▸ EXERCISE BRIEF
Return the lines from the line containing "Pre commit hook testv0" onward. Each must match exactly, and the last line of the listing below must be included.

▸ GIVEN INFORMATION
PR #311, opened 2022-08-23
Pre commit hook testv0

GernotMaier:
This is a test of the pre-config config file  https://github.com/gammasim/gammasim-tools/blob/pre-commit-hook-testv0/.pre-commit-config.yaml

▸ RESPONSE TO THE TASK
Pre commit hook testv0

GernotMaier:
This is a test of the pre-config config file  https://github.com/gammasim/gammasim-tools/blob/pre-commit-hook-testv0/.pre-commit-config.yaml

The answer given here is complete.